Local dignitaries and Senators Connie Lawson and Amos Thomas who were instrumental in helping to attain funding for the project attended the event.
More than 60 people attended the invitation only ribbon cutting at the new center including numerous contractors and emergency management staff.
"All kinds of people were here from contractors to big wings. It is a great joy, given the current climate of the economy to have so many different people come together for a common goal for the common good," said EOC Manager Dave Costin.
Putnam County Planner and Emergency Management Director Kim Hyten and Costin went to Senator Connie Lawson several years ago with the blessing of the county commissioners, requesting a change in the law to allow Putnam County to use funds from the State's Hazardous Waste Fund to finance the center.

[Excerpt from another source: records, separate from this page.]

PR #549, opened 2023-02-26
Added traffic plugin support

gschaden:
I wanted to use the this project together with noVNC to allow our customers/qa to connect to vnc devices(linux) on  our private networks. I do not want them to know/enter passwords, but the devices have passwords configured. The traffic plugin system allows me to intercept the authentication and handle it differently. 
The example implementation takes a password provided by the JSONTokenApi 

`
--traffic-plugin websockify.plugins.VncTokenAuthenticationTrafficPlugin \
--token-plugin JSONTokenApi \
--token-source https://someapie/verify?token=%s
`
The API should respond with
`
{
  "host": "localhost",
  "port": 5902,
  "password": "vncpassword"
}
`

### DIFF
--- a/websockify/plugins.py
+++ b/websockify/plugins.py
@@ -1,0 +1,47 @@
+from websockify.traffic_plugins import BasePlugin
+from websockify import pyDes
+
+class RFBDes(pyDes.des):
+    def setKey(self, key):
+        """RFB protocol for authentication requires client to encrypt
+           challenge sent by server with password using DES method. However,
+           bits in each byte of the password are put in reverse order before
+           using it as encryption key."""
+        newkey = []
+        for ki in range(len(key)):
+            bsrc = ord(key[ki])
+            btgt = 0
+            for i in range(8):
+                if bsrc & (1 << i):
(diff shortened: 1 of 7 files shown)


websockify/plugins.py
```diff
@@ -0,0 +1,47 @@
...
+
+    def from_client(self, s):
+        self.client_packet_count += 1
+        if self.client_packet_count == 2:
+            return None
+        return s
+
+    def from_target(self, s):
+        self.target_packet_count += 1
+        if self.target_packet_count == 2 and b"\x02" in s[1:]: # check if password is supported
```
CendioOssman, line 36: I'm afraid this is a bit fragile. There is no guarantee that the stream will be split in packages in a specific way.

Some rudimentary protocol handling will be needed here.

Have you considered a proxy model, instead of this filtering model? It might be a better fit.

CendioOssman (changes requested):
I can understand the use case here, but I'm a bit cautious about where we draw the line of what should be included in this project.

So far, we've stayed very agnostic about what kind of traffic flows through websockify.

PR #567, opened 2024-01-11
feat: TokenFileName maybe a better way

shifengbin:
TokenFileName maybe a better way


shifengbin:
in order to facilitate debugging and retrieval

PR #570, opened 2024-02-16
Make wrap_cmd work as a simple run when using unix sockets

dylex:
If unix-target is specified, don't use rebind (fixes a crash when accessing target_port).  If unix-listen is specified, there is no port argument to skip.

Currently if you specify a wrap_cmd along with a unix_listen socket or a unix_target, things break because of the lack of port.  Admittedly there is little reason to use wrap_cmd in this case because you could just run it separately, but it's still a convenient to just run the command.

### DIFF
--- a/websockify/websocketproxy.py
+++ b/websockify/websocketproxy.py
@@ -302,7 +302,7 @@ class WebSocketProxy(websockifyserver.WebSockifyServer):
         # Last 3 timestamps command was run
         self.wrap_times    = [0, 0, 0]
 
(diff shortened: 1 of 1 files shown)


CendioOssman:
Maybe I'm missing something, but if I understand you correctly, websockify crashes if you try to combine wrapping with a unix socket target?

That seems like a bug we should fix in that case, instead of disabling wrapping. That will just confuse the user, as websockify will not do what they asked.

PR #580, opened 2024-06-03
drop python<=3.7 support

kloczek:
Filter all code over `pyupgrade --py38-plus`.


CendioOssman:
The world is not ready for that, I'm afraid. RHEL 8 has Python 3.6 and is not EOL for some time.

But you are right that setup.py should need an update. We've updated the github workflow file, but forgot about the version list there.

kloczek:
Someone is going to push latest `websockify` to RHEL 8 ?
That would be a bit odd ..
AFAIK now RGEL 8 provides only critical fixes.
Does just released version provides such fixes? 🤔 
If yes someone from REL can backport those changes to hey version packaged as rpm package. Isn't it? 🤔

CendioOssman:
Users should be able to manually install websockify, even the latest version, on current distributions. The distributions will unfortunately not keep things updated, so it falls on us.

kloczek:
Thank you 👍

PR #581, opened 2024-07-16
close-all-files uses too much resources

thomasgoirand:
Since Systemd 256~rc3-3, maxfd could be *really* big, and therefore, could take too much resources. This patch attemps to limit this.

### DIFF
--- a/websockify/websockifyserver.py
+++ b/websockify/websockifyserver.py
@@ -521,6 +521,12 @@ class WebSockifyServer():
         # Close open files
         maxfd = resource.getrlimit(resource.RLIMIT_NOFILE)[1]
         if maxfd == resource.RLIM_INFINITY: maxfd = 256
+        # Since Systemd 256~rc3-3, maxfd could be
+        # *really* big, and therefore, the below code
+        # could take too much resources. This somehow
+        # attemps to limit this.
+        if maxfd > 4096:
+            maxfd = 4096
         for fd in reversed(range(maxfd)):
             try:
                 if fd not in keepfd:


CendioOssman:
Thanks for your suggested fix!

I'm a bit cautious about just picking an arbitrary limit, though. Perhaps it's better to move away from this brute force method and instead enumerate open file descriptors by looking in `/proc/self/fd` instead?

thomasgoirand:
Hi.
Indeed, I would have like to do it better as well, but didn't find out how to enumerate the open FDs in a nice way. There's also the os.closeall() function that may be used too, maybe it's possible to just call it with the lowest (3) and highest value possible in the system, and let it deal with it? I honestly don't have enough time to investigate. I'm only a package maintainer in Debian, busy packaging all of OpenStack, Ceph, OpenVSwitch, RabbitMQ and so on, so there's only a limited amount of time I can invest in each bug. The current patch I used just does the job: the package isn't stuck in a loop doing tests. So I'll let you investigate a better solution that I'll adopt as soon as you release it. Thanks for your understanding.

Fabian-Gruenbichler:
> I assume you mean `os.closerange()`? It should have similar issues. Might be fast enough, since it's likely written in C instead. But might not.

this came up again recently (in the context of infra hosts being upgraded to Debian Trixie, which has a higher hard nofile rlimit by default). os.closerange() should be fast, since it uses the `close_range` syscall by default - for the new default features there's about a factor of 100 between:

```
#!/bin/python3

import errno
import os
import resource
import sys

maxfd = resource.getrlimit(resource.RLIMIT_NOFILE)[1]

print(range(maxfd))

for fd in reversed(range(maxfd)):
    try:
        os.close(fd)
    except OSError:
        _, exc, _ = sys.exc_info()
        if exc.errno != errno.EBADF: raise
```

and

```
#!/bin/python3

import os
import resource

maxfd = resource.getrlimit(resource.RLIMIT_NOFILE)[1]

print(range(maxfd))

os.closerange(0,maxfd)
```

it does eat errors though..

CendioOssman:
Did you also check the suggested patch above?

PR #582, opened 2024-07-18
Make dependencies for Token plugins optional

javacruft:
redis and jwcrypto are not required to use websockify so configure these as optional requirements for specific features (redis, jwt) rather than always installing.


CendioOssman:
Thank you for your PR!

Yes, those are optional. But might be overlooked by users, so there is some value to not forcing users to jump through extra hoops.

What issues have you seen by having redis and jwcrypto also getting installed?

PR #601, opened 2025-03-12
Add lint workflow

### LINKED ISSUE #600: Add linter to our workflow.
Right now, we aren't checking for simple syntax errors when we run our tests.

Such errors should *optimally* be found when running the unittests. But if the tests do not reach a specific code path for some reason, a lint check should serve as a good sanity check of the state of the code.

ThirVondukr:
Closes #600 

This PR adds:

### Package Manager
https://docs.astral.sh/uv/
Tool to manage project dependencies, with support for `pyproject.toml` (https://peps.python.org/pep-0621/)

### Mypy
https://github.com/python/mypy
Static type checker

### Ruff
https://docs.astral.sh/ruff/
Linter and formatter

`workflows/lint.yaml` uses python 3.12, I don't think this should be an issue as long as target versions are configured properly for ruff and mypy.


ThirVondukr:
Latest versions of mypy and ruff only support python 3.8 and 3.7 respectively 🤔

d0tiKs:
> Latest versions of mypy and ruff only support python 3.8 and 3.7 respectively 🤔

> **[What versions of Python does Ruff support?](https://docs.astral.sh/ruff/faq/#what-versions-of-python-does-ruff-support)**
> Ruff can **lint code** for any Python version from **3.7 onwards**, including Python 3.13.
> [...]
> Ruff is **installable** under any Python version from **3.7 onwards**.



And for mypy it seems to be : `Requires: Python >=3.9`
https://pypi.org/project/mypy/

ThirVondukr:
> Comparing to novnc compatibility you mean ?
Yes, currently latest release of websockify on pypi states it's compatible with 3.4 and on master branch it's 3.6.
As for mypy - it's possible to use slightly older version, I think that's already handled in `uv.lock`:

```
[package.dev-dependencies]
dev = [
    { name = "mypy", version = "0.971", ..., marker = "python_full_version < '3.7'" },
    { name = "mypy", version = "1.4.1", ..., marker = "python_full_version == '3.7.*'" },
    { name = "mypy", version = "1.14.1", ..., marker = "python_full_version == '3.8.*'" },
    { name = "mypy", version = "1.15.0", ..., marker = "python_full_version >= '3.9'" },
]
```
only quite early version of ruff (`0.0.17`) supports 3.6 though

ThirVondukr:
Also it seems like only ~3% of downloads are for python 3.6 and 3.7 https://pypistats.org/packages/websockify

ThirVondukr:
@ThinLinc-Zeijlon Sorry to ping you, but I'm not quite sure who maintains the repository right now, but I see that the last commit/release was made by you.  
Would you have a bit of time to glance over this PR? Last commit (the one that runs `ruff format`) can probably be rolled back to reduce review time, and one of the maintainers could run it locally.

ThinLinc-Zeijlon:
@ThirVondukr, Thank you for your patience, I'll take a look at your changes :slightly_smiling_face:

.github/workflows/lint.yaml
```diff
@@ -0,0 +1,31 @@
...
+    runs-on: ubuntu-latest
+    strategy:
+      fail-fast: false
+      matrix:
+        python-version:
+          - 3.12
+        job:
+          - mypy .
+          - ruff format --check .
+          - ruff check .
```
ThinLinc-Zeijlon, line 14: We'd like to maintain support for older systems. Could you check how far we could get with something more tried and tested like flake8 and pylint?

.github/workflows/lint.yaml
```diff
@@ -0,0 +1,31 @@
...
+
+    steps:
+      - uses: actions/checkout@v4
+      - name: Set up Python
+        uses: actions/setup-python@v5
+        with:
+          python-version: ${{ matrix.python-version }}
+
+      - name: Install uv
```
ThinLinc-Zeijlon, line 23: Same as above.

setup.py
ThinLinc-Zeijlon, line 1: Shouldn't setup.py be removed if we are converting to pyproject.toml?

tests/echo.py
```diff
@@ -33,9 +36,11 @@ def new_websocket_client(self):
         while True:
             wlist = []
 
-            if cqueue or c_pend: wlist.append(self.request)
+            if cqueue or c_pend:
+                wlist.append(self.request)
```
ThinLinc-Zeijlon, line 40: This is a nice improvement!

tests/echo.py
```diff
@@ -1,23 +1,26 @@
 #!/usr/bin/env python
 
-'''
```
ThinLinc-Zeijlon, line 3: I think this is a bit too strict. Can the linter be configured to ignore these types of changes?

tests/echo.py
```diff
@@ -50,20 +55,27 @@ def new_websocket_client(self):
                 if closed:
                     break
 
-if __name__ == '__main__':
```
ThinLinc-Zeijlon, line 53: In general, we want the choice of quotation characters to be up the developer.

tests/echo.py
```diff
@@ -50,20 +55,27 @@ def new_websocket_client(self):
...
+        action="store_true",
+        help="verbose messages and per frame traffic",
+    )
+    parser.add_option("--cert", default="self.pem", help="SSL certificate file")
+    parser.add_option(
+        "--key", default=None, help="SSL key file (if separate from cert)"
+    )
+    parser.add_option(
+        "--ssl-only", action="store_true", help="disallow non-encrypted connections"
+    )
```
ThinLinc-Zeijlon, line 73: I think I can guess the strategy it had when formatting here, but I think this made the code less readable.

ThinLinc-Zeijlon (changes requested):

.gitignore
```diff
@@ -10,3 +10,6 @@ target.cfg.d
 build/
 dist/
 *.egg-info
+
+# Intellij IDEs
+.idea
```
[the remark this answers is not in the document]
ThirVondukr: I thought intellij-based ide's are kind of common and adding that to `.gitignore` made sense, so contributors don't have do do that themselves. I can remove that if you want though.

pyproject.toml
```diff
@@ -0,0 +1,51 @@
...
+readme = "README.md"
+authors = [
+    { name = "Joel Martin", email = "github@martintribe.org" }
+]
+requires-python = ">=3.6"
+dependencies = [
+    "jwcrypto>=1.5.1",
+    "numpy>=1.19.0",
+    "redis>=4.3.0",
+    "requests>=2.27.0",
```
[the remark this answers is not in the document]
ThirVondukr: They're probably the latest compatible releases with 3.7, I don't quite remember if I pulled these manually or uv did it.

uv.lock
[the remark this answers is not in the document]
ThirVondukr: I think lock file is fine to have in a repo. Usually if the project is deployed somewhere (which isn't the case here) you'd want all builds to be reproducible, so lock file helps with that, but it can be used for CI there. (Also you won't really want for dev dependencies to be "automatically" updated either).

.github/workflows/lint.yaml
ThirVondukr: I didn't use these for quite a while, and I didn't use flake8 since migrating to ruff around a year ago. It should include majority of flake8 and some of the pylint checks though.

tests/echo.py
ThirVondukr: Yes, that can be configured to preserve quotes, but the default style is using `"`, I personally prefer it that way.
https://docs.astral.sh/ruff/settings/#format_quote-style

ThirVondukr: Personally I don't think it matters that much, having one quote style is better in my opinion, plus developers still can use whatever quote character they want, it would just get reformatted later, but choice is up to you on that.

tests/echo.py
ThirVondukr: I think generally you'd want that code to be either on one line:
```py
parser.add_option("--verbose", "-v", action="store_true", help="verbose messages and per frame traffic")
```
or like this:
```py
parser.add_option(
    "--verbose",
    "-v",
    action="store_true",
    help="verbose messages and per frame traffic",
)
```
To force the second style you'd need to add `,` to the last argument, but I think formatter could be disabled for certain code blocks: https://docs.astral.sh/ruff/formatter/#format-suppression

CendioZeijlon:
@ossman and @samhed, what are your thoughts on adding `ruff` as a linter for us?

Putnam County has one of only two hazardous waste sites in Indiana. It is located on S.R. 236 in Russell Township.
The two testified in front of both the Indiana Senate and Congress relaying the reasons for building the 911 center which is years ahead of its counterparts, and for using the money from the hazardous waste fund to finance it.
For every ton of waste deposited in the site, the state gets 75 percent of the $11.50 per ton fee. Putnam County gets the other 25 percent ($1.50).
"The county received $1.2 million one year and averages about $1 million a year generally," said Costin.
The monies from this fund cannot legally be used for any other projects such as roads, property taxes or other issues. This means Putnam County residents are not paying for the facility.
In addition to housing the county's 911 center, the new facility will house the command center for emergencies like tornadoes, flooding or other disasters. It will be used for all types of emergency training and it has a generator that will keep the 911 Center and the County Highway Department up and running in a disaster.
It includes a training room with five 74-inch flat screen televisions, a smart board, projection capabilities, computer ports and a projection screen,
"The tower is twice the strength of the old one. The entire center has been designed to grow with the county and should fit the needs of the area for the next 50 years," said Hyten.